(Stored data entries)
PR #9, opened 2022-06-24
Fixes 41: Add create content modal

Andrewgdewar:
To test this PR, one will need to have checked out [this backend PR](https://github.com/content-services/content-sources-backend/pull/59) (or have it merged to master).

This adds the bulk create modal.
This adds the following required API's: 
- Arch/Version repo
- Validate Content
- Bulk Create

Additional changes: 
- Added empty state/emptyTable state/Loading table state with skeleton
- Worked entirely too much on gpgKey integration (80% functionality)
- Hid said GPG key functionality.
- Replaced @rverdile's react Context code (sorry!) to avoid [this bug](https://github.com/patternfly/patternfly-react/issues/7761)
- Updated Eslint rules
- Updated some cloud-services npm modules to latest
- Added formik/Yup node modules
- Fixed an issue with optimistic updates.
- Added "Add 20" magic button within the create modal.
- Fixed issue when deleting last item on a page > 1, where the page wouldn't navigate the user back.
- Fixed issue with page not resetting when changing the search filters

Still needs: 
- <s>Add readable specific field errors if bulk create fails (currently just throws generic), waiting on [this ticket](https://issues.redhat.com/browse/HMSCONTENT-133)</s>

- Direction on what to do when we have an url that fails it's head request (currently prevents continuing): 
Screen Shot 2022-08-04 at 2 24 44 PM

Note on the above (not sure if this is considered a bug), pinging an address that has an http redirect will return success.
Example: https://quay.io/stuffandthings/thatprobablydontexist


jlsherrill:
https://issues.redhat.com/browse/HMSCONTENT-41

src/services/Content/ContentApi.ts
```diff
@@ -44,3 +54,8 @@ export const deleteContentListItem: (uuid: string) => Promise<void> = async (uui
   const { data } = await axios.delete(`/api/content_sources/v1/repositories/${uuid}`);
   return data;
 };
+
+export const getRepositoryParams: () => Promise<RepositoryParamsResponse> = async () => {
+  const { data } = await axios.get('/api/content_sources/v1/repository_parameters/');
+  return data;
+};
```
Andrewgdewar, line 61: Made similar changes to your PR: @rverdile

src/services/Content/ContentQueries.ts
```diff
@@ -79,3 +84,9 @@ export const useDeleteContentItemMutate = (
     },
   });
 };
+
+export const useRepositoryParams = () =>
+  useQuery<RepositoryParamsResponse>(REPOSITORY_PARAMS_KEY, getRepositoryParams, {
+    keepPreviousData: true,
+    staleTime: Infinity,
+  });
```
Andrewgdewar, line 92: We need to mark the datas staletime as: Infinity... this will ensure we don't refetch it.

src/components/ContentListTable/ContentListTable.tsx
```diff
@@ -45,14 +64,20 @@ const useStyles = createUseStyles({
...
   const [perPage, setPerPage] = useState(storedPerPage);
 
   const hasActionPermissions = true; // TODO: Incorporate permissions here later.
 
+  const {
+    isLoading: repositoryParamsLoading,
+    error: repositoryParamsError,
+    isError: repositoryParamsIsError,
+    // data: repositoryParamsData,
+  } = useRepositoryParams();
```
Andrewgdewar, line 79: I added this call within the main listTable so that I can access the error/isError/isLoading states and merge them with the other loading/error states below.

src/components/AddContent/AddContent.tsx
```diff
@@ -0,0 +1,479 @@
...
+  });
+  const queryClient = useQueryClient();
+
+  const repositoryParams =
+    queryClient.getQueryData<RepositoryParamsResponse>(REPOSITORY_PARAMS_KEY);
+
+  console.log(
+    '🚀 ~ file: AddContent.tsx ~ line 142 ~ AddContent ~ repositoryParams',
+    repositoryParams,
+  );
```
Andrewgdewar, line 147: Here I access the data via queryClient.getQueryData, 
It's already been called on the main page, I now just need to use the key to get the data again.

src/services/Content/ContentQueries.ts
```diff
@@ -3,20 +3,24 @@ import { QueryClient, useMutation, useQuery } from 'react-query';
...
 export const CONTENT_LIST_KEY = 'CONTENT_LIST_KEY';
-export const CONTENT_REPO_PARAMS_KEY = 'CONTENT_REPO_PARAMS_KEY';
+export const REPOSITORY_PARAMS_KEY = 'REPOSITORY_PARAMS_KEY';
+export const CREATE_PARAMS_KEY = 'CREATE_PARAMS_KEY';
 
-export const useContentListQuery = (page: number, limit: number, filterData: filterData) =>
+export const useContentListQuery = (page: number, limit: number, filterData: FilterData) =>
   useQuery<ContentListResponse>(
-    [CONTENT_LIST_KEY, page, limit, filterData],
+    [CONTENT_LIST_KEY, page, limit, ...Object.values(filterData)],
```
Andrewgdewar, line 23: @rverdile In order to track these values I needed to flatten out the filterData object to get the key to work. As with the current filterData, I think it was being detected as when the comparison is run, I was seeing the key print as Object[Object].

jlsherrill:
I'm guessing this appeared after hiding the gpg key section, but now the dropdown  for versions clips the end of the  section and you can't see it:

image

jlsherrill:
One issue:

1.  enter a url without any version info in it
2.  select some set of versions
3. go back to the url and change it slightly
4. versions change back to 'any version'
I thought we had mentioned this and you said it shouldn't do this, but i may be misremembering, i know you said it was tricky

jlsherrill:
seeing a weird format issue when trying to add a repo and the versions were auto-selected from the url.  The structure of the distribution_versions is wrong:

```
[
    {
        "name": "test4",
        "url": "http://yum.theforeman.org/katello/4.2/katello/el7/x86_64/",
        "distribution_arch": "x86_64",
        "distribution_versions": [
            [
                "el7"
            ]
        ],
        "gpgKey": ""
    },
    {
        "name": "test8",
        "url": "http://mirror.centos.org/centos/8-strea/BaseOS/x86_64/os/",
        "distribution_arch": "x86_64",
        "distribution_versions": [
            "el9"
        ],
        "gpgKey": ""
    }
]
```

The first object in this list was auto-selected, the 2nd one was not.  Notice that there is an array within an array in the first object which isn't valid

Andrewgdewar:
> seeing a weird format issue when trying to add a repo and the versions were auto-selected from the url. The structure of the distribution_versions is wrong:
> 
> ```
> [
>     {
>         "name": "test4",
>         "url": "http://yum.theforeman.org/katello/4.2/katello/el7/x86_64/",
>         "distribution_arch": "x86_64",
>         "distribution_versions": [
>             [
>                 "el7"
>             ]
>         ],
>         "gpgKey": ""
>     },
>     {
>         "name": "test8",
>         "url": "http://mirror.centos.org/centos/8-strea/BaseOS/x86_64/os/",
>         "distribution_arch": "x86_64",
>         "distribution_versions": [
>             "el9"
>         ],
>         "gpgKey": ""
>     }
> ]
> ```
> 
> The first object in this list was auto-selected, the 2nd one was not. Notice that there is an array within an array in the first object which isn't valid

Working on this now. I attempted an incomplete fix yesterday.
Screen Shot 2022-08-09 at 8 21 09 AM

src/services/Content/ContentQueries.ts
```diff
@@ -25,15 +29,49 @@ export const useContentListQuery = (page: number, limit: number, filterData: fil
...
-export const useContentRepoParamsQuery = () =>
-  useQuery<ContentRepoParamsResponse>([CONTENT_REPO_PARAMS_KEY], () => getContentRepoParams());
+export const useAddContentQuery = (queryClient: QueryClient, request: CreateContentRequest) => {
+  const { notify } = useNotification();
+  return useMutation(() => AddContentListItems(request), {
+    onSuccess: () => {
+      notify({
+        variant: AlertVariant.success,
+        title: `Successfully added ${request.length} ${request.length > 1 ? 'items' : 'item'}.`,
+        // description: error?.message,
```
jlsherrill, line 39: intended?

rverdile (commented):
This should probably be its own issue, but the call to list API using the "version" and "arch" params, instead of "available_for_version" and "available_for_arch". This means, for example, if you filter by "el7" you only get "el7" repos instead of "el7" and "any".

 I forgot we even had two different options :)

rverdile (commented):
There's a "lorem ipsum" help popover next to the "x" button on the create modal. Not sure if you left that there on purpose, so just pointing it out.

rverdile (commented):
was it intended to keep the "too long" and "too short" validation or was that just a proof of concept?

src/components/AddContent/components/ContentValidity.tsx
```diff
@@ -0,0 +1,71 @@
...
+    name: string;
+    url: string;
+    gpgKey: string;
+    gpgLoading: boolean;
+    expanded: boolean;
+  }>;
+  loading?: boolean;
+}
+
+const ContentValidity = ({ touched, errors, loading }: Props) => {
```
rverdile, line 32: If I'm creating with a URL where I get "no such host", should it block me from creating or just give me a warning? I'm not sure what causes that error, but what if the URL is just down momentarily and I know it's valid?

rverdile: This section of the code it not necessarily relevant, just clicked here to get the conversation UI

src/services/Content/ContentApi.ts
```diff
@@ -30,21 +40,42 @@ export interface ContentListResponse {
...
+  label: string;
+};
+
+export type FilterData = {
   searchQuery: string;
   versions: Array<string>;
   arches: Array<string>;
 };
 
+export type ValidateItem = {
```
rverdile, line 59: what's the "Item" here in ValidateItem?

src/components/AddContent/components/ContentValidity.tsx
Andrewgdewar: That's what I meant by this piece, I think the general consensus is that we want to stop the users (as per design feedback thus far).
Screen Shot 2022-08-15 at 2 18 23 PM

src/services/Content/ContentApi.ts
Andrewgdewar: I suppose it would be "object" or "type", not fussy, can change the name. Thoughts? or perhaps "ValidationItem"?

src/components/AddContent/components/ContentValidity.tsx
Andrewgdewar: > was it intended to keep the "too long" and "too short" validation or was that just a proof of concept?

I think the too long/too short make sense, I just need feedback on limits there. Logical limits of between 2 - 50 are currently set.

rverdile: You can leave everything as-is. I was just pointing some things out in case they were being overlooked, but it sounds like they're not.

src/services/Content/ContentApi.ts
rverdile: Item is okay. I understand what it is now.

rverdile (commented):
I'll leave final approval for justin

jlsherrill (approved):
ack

Work order:
What is the number of lines in the entries above that contain the string "Infinity"? Reply with the number and nothing more.

Reply to the exercise:
2